Stored data entries
== == ==
Issue #423, opened 2019-09-23
generators_entity_eia operating_date field blank when op dates disagree


gschivley:
### Describe the bug
I created a PUDL sqlite database with EIA860 and 923 data from 2011-2017. At least one plant (55177) has a NULL `operating_date` value in the for all generators in `generators_entity_eia` table. All years show that generators came online in 2001 but the files split (3 to 3) about if it was in March or June. 

### Bug Severity
How badly is this bug affecting you?
 - **Medium:** With some effort, I can work around the bug.

I use `operating_date` to determine a retirement year for power plants. Null values mean that plants don't have a retirement date, so I need to go back and add them to my settings file by hand.

### To Reproduce
Build the datapackages with 860 data from 2011-2017.

### Expected behavior
I'm not quite sure what the expected behavior should be. In this specific case the year of operation is consistent across time despite the changing month. Maybe use the most recent value instead of NULL?

zaneselvans:
Right now, this is the expected behavior -- when any of the supposedly constant fields in 860 is too inconsistent, it gets marked NA/Null, since we want to have a single value associated with these long-lived entities (plants, generators, etc.) but it's not clear what that value should be, in the general case. Is there any reason to think that the most recent value is more likely to be correct than the older values?

In this particular case, it seems like as long as the dates are close to each other they should be considered consistent (like we do with lat/lon, where they're rounded to the nearest 0.01 degrees or something). This would happen in the harvesting functions that @cmgosnell set up.

gschivley:
I agree that it’s difficult to generalize rules for these disagreements. The fact that it changes and is then consistent makes me trust the new values a bit more. 

I’ll take a look to see which other plants have values that change over time.

grgmiller:
I just wanted to re-flag this issue. I'm noticing missing operating dates for a specific plant (plant 136, generator 2). In the 2022 EIA-860 data, this has an operating date of December 1984, but as far as I can tell this date is missing from pudl. It looks like back in 2005 this generator had an operating date of January 1985, and in more recent versions of 860, it has a reported operating date of December 1984. 

Regardless of the ability to create a single static generator_operating_date, it would be nice if there was a way to access any data that exists in the original raw EIA spreadsheets through PUDL, rather than that data being deleted. (Maybe this does exist in one of the output tables and I just haven't been able to find it yet). 

[...]

PR #3529, opened 2024-04-02
Schema cleanup

zaneselvans:
# Overview

Some miscellaneous column mapping cleanup, mostly for the entity-specific columns which get turned into `operating_date` values. Things I came across while looking into a better fix for #423.

* Map the `operating_year` and `operating_month` columns in the EIA860M retired generators consistently -- these were getting silently lost because  the other EIA860 generator operating date columns are name `generator_operating_date`.
* Ensure all `*_(operating|retired)_(year|month)` columns have specific names in column  mapping metadata CSVs, and remove the manual renames that were happening elsewhere  to ensure that there aren't a bunch of different operating_date and retirement_date  columns floating around in the transforms which actually apply to different entities. This change affected the operating month/year/date columns for cooling_system, emission_control, fgd, and fgp.
* Put the `convert_to_date()` and `month_year_to_date()` helper functions next to each other in their module... they really need to be combined!
* Rename `obstacle_num_faa` to `obstacle_id_faa` and update field description to provide more context on what those IDs refer to.
* Rename `core_eia860__yearly_generators_wind` to `core_eia860__scd_generators_wind`, as it's not a data table, but a generator attribute table.
* Add a new alembic migration to deal with the wind table and FAA column renames.

# Testing

* I ran the full ETL locally and didn't get any failures due to bad / missing column or table names.
* I ran `make pytest-validate` on the fully populated database and it passed.
* I ran `make pytest-integration-full` on the fully populated database and it passed.

```[tasklist]
# To-do list
- [x] Update the release notes: reference the PR and related issues.
```


cmgosnell (approved):
📜 🧼 👍🏻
== == ==
**WHAT YOU SHOULD DO:** Across the data above, count every line with "mapping" in it and write only the total.

**EXERCISE SOLUTION:** 2